The second option would be create a temporary in memory table, load the data into it and then do a INSERT INTO SELECT in batches. That is once you have about 100 rows in your temp table, load them into the permanent one.
Additionally you can get an small improvement in speed by moving the Index file into a separate physical hard drive from the one where the data file is stored. Also try to move any bin logs into a different device. Same applies for the temporary file location.
I would try setting your tables to delay index updates.
ALTER TABLE {name} delay_key_write='1'
If you are not using indexes, they can help improve performance of update queries.
I would not look at locking/blocking unless the number of concurrent users have been increasing over time.
If the performance gradually degraded over time I would look at the query plans with the EXPLAIN statement.
It would be helpful to have the results of these from the development or initial production environment, for comparison purposes.
Dropping or adding an index may be needed,
or some other maintenance action specified in other posts.

Alternatives to the MEMORY storage engine for MySQL

I'm currently running some intensive SELECT queries against a MyISAM table. The table is around 100 MiB (800,000 rows) and it never changes.
I need to increase the performance of my script, so I was thinking on moving the table from MyISAM to the MEMORY storage engine, so I could load it completely into the memory.
Besides the MEMORY storage engine, what are my options to load a 100 MiB table into the memory?

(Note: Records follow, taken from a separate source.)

PR #49, opened 2018-09-07
Remove logic to get and set CPU affinity for Darwin (MacOSX) platforms

climbfuji:
FMS contains C code that makes Linux-specific system calls that allow to place (pin) threads on processors (affinity.c). These system calls are deprecated on Darwin (MacOSX) platforms.

This PR uses predefined CCPP macros (ifndef `__APPLE__`) to suppress building the C code and the calling functions code in data_override.F90 and test_mpp_domains.F90.

This advanced feature of explicitly pinning threads to processors is for performance reasons only. Since Darwin systems are used for development and not for high performance computing, it is - in my opinion - acceptable to disabling this code.

With the changes in this PR, FMS can be built on Darwin platforms using either clang/gfortran or gcc/gfortran (tested as part of NEMSfv3gfs).

### DIFF
--- a/mpp/affinity.c
+++ b/mpp/affinity.c
@@ -27,10 +27,12 @@
 #include <sys/resource.h>
 #include <sys/syscall.h>
 
+#ifndef __APPLE__
 static pid_t gettid(void)
 {
   return syscall(__NR_gettid);
 }
+#endif
 
 /*
  * Returns this thread's CPU affinity, if bound to a single core,
@@ -38,6 +40,7 @@ static pid_t gettid(void)
  */
 int get_cpu_affinity(void)
 {
+#ifndef __APPLE__
   cpu_set_t coremask;		/* core affinity mask */
 
   CPU_ZERO(&coremask);
@@ -60,6 +63,7 @@ int get_cpu_affinity(void)
 
   if (last_cpu != -1) {return (first_cpu);}
   return (last_cpu == -1) ? first_cpu : -1;
+#endif
 }
 
 int get_cpu_affinity_(void) { return get_cpu_affinity(); }	/* Fortran interface */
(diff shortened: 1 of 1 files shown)


bensonr:
Dom - is it possible to just create no-op versions of the functions in affinity.c and constrain the CPP directives to that file only?

climbfuji:
Sure, that's possible, too. Will have a look at it.

climbfuji:
@bensonr I updated the PR so that all changes are in affinity.c only. One could also move the ifdef statement around `static pid_t gettid` inside the routine in case that routine ever gets called from outside. Please let me know what you prefer, and whether I should point this PR to dev/master instead of master. Thanks!

bensonr:
I wasn't following this PR and am just now seeing this update.  It really doesn't matter if you point this to master or dev/master as it will be merged into dev/master by default and then pushed to master.

Has this fix been tested in the NEMSfv3gfs system for the various platforms being supported?

climbfuji:
Yes it has been tested with NEMSfv3gfs on Theia, Cheyenne and on MacOSX.

raphaeldussin:
Hi @climbfuji @bensonr @menzel-gfdl 

I would love to see that fix merged. I have tested in the latest FMS version and it compiles just fine on my mac (GCC8, MPICH3). Let me know if you want me to open a new PR with the updated branch or if you want to resuscitate this PR.

Thanks!

wrongkindofdoctor:
@bensonr @underwoo I was able to compile FMS and MOM6 with this version of affinity.c with gnu9 (source build), and run the simple ocean-only MOM6_solo_global_ALE_z case on my MAC (OS version: mojave 10.14.5). Rusty, please confirm whether I can merge it into Master, or if you want to close this request and incorporate the changes into your modified affinity.c file before merging.

PR #50, opened 2018-09-07
fms_platform.h: correct preprocessor directives for quad precision computing

climbfuji:
This PR corrects/updates the preprocessor directives in include/fms_platform.h.

As of version 4.6.0, the GNU compilers do support real*16 computations via libquadmath. However, the PGI compilers (as of today) still don't.

With the changes in this PR, FMS can be built with the PGI compilers, and GNU compilers can make use of real*16 computations. These changes were tested with gfortran 6.2.0 on Theia, gfortran 6.3.0 on Cheyenne, gfortran 6.2.0 and gfortran 8.1.0 on MacOSX, pgf90 17.7 on Theia, and pgf90 17.9 on Cheyenne.

### DIFF
--- a/include/fms_platform.h
+++ b/include/fms_platform.h
@@ -92,8 +92,8 @@
 #define NF_GET_ATT_REAL nf_get_att_double
 #endif
 
-#if defined __CRAYXT_COMPUTE_LINUX_TARGET || defined __GFORTRAN__
-!Cray XT compilers do not support real*16 computation
+#if defined __CRAYXT_COMPUTE_LINUX_TARGET || defined __PGI
+!Cray XT and PGI compilers do not support real*16 computation
 !also known as 128-bit or quad precision
 #define NO_QUAD_PRECISION
 #endif


underwoo:
We have recently updated the `include/fms_platform.h` file (https://github.com/NOAA-GFDL/FMS/blob/dev/master/include/fms_platform.h).  This new version will be included in our next release (due out soon).  Please review the new version, and if you feel it is needed, apply your updates to the new version.

climbfuji:
@underwoo thanks for the hint, good to know that the master branch is behind the latest development version. should I use dev/master for all testing and PRs instead of master then?

climbfuji:
@underwoo I tested the dev/master version with both GNU and PGI. For the case of NEMSfv3gfs, the results are different with the GNU compiler than with the current master (because quad precision is now switched off by default). This is not an issue for us, since we do not perform any bit for bit testing with the GNU compilers for NEMSfv3gfs yet (but maybe other applications do?).

The FMS code in dev/master also compiles with the PGI compilers without the above bugfix, but this is simply because quad precision is switched off by default. It would be safer in my opinion to guard the switch to quad precision in lines 109-115 so that QUAD_PRECISION becomes undefined or has no effect for the PGI compiler, e.g.:

```
!If you want to use quad-precision.
#define NO_QUAD_PRECISION
#if defined(QUAD_PRECISION) && !defined(__PGI)
#undef NO_QUAD_PRECISION
#else
#define QUAD_KIND DOUBLE_KIND
#endif
```

I am not going to create a PR for this unless you want me to, since it is not needed for our applications at the moment.

underwoo:
Thank you.  We will address this in a future update.  No need for you to add a PR.

include/fms_platform.h
```diff
@@ -92,8 +92,8 @@
 #define NF_GET_ATT_REAL nf_get_att_double
 #endif
 
-#if defined __CRAYXT_COMPUTE_LINUX_TARGET || defined __GFORTRAN__
-!Cray XT compilers do not support real*16 computation
+#if defined __CRAYXT_COMPUTE_LINUX_TARGET || defined __PGI
+!Cray XT and PGI compilers do not support real*16 computation
```
edhartnett: The correct way to accomplish this is to set some macro like HAVE_QUAD_REAL in configure.ac, and use it everywhere in the code.

Then, we could take the next step, which is to write a configure check which determines whether the compiler supports real*8. Then this code will work on all compilers, even ones that we don't know about or test on.

climbfuji:
I see that this has been fixed in tag 2019.01. Thanks!

PR #53, opened 2018-10-14
enable/disable affinity.c on macOS (APPLE)

aerorahul:
Simple bugfix to allow building on FMS on macOS.

Change-Id: Id17e31c82101c89b3d047c8d04a1027eb0b3dc03

### DIFF
--- a/mpp/affinity.c
+++ b/mpp/affinity.c
@@ -29,9 +29,14 @@
 
 static pid_t gettid(void)
 {
+#ifdef __APPLE__
+  return syscall(SYS_gettid);
+#else
   return syscall(__NR_gettid);
+#endif
 }
 
+#ifndef __APPLE__
 /*
  * Returns this thread's CPU affinity, if bound to a single core,
  * or else -1.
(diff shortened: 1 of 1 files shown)


underwoo:
Part of this is already implemented in #49.  With #49, is the PR still needed?

aerorahul:
@underwoo You are right. I did not see the other pull request. I will test it and then close this unless I find any discernible differences that may need addressing. 
The only thing I can think of is the Apple implementation of gettid.

climbfuji:
I just saw this PR. My original version at the Apple implementation of gettid in there, but not the settid part, which would have been much harder to implement. What @bensonr and I discussed at that time was that when running on MacOSX platforms, performance and in particular fine tweaks such as thread pinning to achieve the best performance, are not the priority. Comments?

underwoo:
I agree with @bensonr: performance of the code on the Mac OS X platform is not a priority.  We will, as much as possible, take these types of updates as long as they don't impact too much the readability of the code, and have no impact to the performance or reliability on the main production platforms where the code is in use.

A table with 800k rows shouldn't be any problem to mysql, no matter what storage engine you are using. With a size of 100 MB the full table (data and keys) should live in memory (mysql key cache, OS file cache, or propably in both).
First you check the indices. In most cases, optimizing the indices gives you the best performance boost. Never do anything else, unless you are pretty sure they are in shape. Invoke the queries using EXPLAIN and watch for cases where no or the wrong index is used. This should be done with real world data and not on a server with test data.
After you optimized your indices the queries should finish by a fraction of a second. If the queries are still too slow then just try to avoid running them by using a cache in your application (memcached, etc.). Given that the data in the table never changes there shouldn't be any problems with old cache data etc.
Assuming the data rarely changes, you could potentially boost the performance of queries significantly using MySql query caching.
If your table is queried a lot it's probably already cached at the operating system level, depending on how much memory is in your server.
MyISAM also allows for preloading MyISAM table indices into memory using a mechanism called the MyISAM Key Cache. After you've created a key cache you can load an index into the cache using the CACHE INDEX or LOAD INDEX syntax.
I assume that you've analyzed your table and queries and optimized your indices after the actual queries? Otherwise that's really something you should do before attempting to store the entire table in memory.
If you have enough memory allocated for Mysql's use - in the Innodb buffer pool, or for use by MyIsam, you can read the database into memory (just a 'SELECT * from tablename') and if there's no reason to remove it, it stays there.
You also get better key use, as the MEMORY table only does hash-bashed keys, rather than full btree access, which for smaller, non-unique keys might be fats enough, or not so much with such a large table.
As usual, the best thing to do it to benchmark it.
Another idea is, if you are using v5.1, to use an ARCHIVE table type, which can be compressed, and may also speed access to the contents, if they are easily compressible. This swaps the CPU time to de-compress for IO/memory access.
If the data never changes you could easily duplicate the table over several database servers.
This way you could offload some queries to a different server, gaining some extra breathing room for the main server.
The speed improvement depends on the current database load, there will be no improvement if your database load is very low.
PS:
You are aware that MEMORY tables forget their contents when the database restarts!